── Provided data

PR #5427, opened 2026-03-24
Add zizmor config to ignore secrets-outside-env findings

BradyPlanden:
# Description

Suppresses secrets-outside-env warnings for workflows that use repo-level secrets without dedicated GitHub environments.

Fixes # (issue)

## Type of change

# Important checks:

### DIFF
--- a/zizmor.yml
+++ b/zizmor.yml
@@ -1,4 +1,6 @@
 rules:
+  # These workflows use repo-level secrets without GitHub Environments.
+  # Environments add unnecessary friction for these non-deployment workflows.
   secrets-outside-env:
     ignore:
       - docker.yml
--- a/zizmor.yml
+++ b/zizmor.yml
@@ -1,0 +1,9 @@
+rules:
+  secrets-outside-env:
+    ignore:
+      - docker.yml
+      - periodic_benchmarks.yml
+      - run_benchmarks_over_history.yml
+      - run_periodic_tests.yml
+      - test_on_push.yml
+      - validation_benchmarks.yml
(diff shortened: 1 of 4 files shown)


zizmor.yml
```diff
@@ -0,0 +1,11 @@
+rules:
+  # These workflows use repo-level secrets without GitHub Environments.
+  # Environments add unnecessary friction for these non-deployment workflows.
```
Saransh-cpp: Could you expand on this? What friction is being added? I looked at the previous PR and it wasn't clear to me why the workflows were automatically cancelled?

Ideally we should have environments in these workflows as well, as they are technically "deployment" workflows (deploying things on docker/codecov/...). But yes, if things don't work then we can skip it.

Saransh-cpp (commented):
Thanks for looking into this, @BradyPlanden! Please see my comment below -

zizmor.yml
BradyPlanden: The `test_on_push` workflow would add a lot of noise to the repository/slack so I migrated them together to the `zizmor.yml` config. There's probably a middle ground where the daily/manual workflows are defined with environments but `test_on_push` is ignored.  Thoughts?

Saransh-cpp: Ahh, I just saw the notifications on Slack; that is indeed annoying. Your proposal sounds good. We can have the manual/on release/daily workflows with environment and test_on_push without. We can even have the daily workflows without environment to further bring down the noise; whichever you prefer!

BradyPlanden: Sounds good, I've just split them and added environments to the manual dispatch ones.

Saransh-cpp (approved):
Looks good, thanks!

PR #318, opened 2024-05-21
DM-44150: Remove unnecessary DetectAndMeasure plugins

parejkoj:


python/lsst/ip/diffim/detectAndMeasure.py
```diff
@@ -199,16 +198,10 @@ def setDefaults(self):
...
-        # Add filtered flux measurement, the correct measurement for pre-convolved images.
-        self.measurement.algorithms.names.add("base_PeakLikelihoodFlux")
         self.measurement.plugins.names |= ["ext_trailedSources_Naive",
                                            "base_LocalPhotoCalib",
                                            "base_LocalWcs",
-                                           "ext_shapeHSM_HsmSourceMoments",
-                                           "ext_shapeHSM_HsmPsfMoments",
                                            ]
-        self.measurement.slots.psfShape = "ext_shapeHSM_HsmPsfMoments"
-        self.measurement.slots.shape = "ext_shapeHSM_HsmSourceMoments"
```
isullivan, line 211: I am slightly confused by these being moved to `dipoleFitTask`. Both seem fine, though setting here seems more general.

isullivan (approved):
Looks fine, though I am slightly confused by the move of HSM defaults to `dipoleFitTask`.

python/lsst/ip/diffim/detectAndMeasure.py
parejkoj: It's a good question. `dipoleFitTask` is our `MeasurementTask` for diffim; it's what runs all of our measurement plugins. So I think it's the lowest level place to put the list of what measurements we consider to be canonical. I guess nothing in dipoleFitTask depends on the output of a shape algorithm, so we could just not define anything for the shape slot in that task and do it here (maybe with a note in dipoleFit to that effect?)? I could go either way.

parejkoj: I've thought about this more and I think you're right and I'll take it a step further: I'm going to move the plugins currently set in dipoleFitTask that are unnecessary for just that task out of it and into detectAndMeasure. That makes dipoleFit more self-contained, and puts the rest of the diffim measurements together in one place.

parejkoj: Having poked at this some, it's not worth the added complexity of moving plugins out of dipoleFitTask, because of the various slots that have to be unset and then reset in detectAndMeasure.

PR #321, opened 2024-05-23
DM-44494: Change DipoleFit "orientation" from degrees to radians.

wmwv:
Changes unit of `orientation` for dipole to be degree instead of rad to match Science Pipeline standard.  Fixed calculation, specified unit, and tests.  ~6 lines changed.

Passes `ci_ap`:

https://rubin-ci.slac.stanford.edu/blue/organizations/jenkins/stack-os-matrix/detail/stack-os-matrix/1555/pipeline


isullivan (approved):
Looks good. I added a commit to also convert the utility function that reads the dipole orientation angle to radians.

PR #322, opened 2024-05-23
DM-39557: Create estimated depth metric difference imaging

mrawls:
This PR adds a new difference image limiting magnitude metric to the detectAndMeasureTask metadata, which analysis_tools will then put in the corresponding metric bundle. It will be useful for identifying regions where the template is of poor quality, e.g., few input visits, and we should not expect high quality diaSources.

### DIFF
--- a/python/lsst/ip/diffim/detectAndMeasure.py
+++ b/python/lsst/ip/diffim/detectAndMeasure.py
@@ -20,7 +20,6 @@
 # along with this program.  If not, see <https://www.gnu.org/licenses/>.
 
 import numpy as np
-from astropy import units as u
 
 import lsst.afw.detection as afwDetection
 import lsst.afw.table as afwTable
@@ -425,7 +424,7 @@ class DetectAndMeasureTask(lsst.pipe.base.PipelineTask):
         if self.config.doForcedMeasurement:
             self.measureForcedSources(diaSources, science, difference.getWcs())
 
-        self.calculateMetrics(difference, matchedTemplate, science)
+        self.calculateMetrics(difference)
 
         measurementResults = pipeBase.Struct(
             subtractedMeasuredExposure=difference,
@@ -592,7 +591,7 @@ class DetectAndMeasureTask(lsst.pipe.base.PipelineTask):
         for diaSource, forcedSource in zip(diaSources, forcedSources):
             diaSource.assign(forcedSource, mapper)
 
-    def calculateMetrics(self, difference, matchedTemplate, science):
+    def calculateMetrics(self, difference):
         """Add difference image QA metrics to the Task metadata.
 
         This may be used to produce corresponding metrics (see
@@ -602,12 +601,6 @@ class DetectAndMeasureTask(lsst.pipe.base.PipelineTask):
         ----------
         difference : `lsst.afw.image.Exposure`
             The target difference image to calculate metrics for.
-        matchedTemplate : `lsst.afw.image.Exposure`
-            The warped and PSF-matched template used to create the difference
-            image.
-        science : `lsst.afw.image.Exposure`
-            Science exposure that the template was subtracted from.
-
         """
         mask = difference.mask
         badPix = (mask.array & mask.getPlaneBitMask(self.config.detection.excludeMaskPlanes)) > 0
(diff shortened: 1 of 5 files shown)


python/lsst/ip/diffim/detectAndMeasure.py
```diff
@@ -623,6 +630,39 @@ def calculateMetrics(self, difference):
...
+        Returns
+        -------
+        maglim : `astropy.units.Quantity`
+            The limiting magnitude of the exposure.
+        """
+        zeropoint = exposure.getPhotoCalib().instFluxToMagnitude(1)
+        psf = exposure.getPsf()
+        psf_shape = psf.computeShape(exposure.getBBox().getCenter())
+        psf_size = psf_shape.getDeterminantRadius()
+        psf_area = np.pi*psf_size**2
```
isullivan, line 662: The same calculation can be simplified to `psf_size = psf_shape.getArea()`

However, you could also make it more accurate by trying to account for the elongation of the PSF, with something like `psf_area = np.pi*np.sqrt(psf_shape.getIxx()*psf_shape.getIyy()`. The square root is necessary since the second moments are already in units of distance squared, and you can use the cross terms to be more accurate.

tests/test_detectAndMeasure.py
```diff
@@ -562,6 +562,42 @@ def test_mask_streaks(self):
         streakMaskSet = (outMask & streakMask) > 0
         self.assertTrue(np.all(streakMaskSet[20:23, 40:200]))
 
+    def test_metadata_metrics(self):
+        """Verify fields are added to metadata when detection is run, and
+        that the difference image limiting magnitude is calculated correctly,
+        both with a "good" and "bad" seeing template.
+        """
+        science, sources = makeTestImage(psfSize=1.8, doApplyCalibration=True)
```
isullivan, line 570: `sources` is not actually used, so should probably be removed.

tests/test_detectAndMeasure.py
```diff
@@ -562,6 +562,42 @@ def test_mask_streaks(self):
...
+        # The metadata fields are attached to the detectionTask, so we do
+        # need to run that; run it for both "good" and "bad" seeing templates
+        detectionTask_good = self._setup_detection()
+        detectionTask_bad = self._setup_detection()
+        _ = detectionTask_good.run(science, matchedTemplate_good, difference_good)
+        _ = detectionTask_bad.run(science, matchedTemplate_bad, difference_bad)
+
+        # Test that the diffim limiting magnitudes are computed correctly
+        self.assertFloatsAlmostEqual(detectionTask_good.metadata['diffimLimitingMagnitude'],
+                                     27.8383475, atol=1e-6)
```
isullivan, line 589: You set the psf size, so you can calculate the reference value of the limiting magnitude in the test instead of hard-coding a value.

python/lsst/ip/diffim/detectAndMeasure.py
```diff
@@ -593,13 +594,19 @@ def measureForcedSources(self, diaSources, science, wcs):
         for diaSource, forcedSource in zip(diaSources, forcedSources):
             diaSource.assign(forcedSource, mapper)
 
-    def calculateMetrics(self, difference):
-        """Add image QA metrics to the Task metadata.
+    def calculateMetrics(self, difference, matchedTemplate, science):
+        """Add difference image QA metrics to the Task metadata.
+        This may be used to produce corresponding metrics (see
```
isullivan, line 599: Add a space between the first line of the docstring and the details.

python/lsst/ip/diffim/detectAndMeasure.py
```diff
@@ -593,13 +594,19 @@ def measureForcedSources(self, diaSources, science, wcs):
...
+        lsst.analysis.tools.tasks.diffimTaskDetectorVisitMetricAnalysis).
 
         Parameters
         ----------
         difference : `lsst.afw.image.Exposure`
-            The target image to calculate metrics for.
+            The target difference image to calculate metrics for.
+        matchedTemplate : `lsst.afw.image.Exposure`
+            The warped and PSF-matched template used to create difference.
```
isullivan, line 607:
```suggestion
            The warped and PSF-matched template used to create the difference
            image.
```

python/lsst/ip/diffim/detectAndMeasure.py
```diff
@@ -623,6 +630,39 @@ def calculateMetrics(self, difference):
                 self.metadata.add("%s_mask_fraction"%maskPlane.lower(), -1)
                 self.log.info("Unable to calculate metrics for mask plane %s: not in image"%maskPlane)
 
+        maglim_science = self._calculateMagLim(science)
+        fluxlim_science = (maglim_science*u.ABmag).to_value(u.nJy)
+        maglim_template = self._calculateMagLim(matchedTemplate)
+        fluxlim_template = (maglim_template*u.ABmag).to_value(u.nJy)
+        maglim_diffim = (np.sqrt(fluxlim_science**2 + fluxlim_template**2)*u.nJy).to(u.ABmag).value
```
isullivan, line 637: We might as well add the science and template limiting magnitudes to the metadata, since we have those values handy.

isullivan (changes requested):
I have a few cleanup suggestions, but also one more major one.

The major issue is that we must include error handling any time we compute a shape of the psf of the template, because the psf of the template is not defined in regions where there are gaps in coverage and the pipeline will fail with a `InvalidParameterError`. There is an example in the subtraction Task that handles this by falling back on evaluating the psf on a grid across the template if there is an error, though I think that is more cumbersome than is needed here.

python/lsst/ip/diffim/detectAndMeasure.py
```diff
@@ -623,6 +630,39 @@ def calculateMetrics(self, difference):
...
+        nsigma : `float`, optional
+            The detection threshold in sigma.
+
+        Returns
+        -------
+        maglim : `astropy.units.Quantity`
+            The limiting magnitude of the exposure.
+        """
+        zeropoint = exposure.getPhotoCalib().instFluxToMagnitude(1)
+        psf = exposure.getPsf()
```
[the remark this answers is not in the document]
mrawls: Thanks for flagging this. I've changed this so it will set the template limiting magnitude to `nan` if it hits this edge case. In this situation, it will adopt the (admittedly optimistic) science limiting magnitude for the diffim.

────

Description of the task
Select every line above that contains the word "PipelineTask", and copy it.

Problem solution
@@ -425,7 +424,7 @@ class DetectAndMeasureTask(lsst.pipe.base.PipelineTask):
@@ -592,7 +591,7 @@ class DetectAndMeasureTask(lsst.pipe.base.PipelineTask):
@@ -602,12 +601,6 @@ class DetectAndMeasureTask(lsst.pipe.base.PipelineTask):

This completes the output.